ACTION ITEM —
For the records below, reproduce exactly the line that contains "--- a/Cargo.toml" and all subsequent lines, with nothing left out and nothing added.

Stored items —

PR #512, opened 2022-02-11
release 0.6

jordens:
- ad9959: add metadata
- add ad9959 version

### DIFF
--- a/Cargo.toml
+++ b/Cargo.toml
@@ -1,6 +1,6 @@
 [package]
 name = "stabilizer"
-version = "0.5.0"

REPLY —
--- a/Cargo.toml
+++ b/Cargo.toml
@@ -1,6 +1,6 @@
 [package]
 name = "stabilizer"
-version = "0.5.0"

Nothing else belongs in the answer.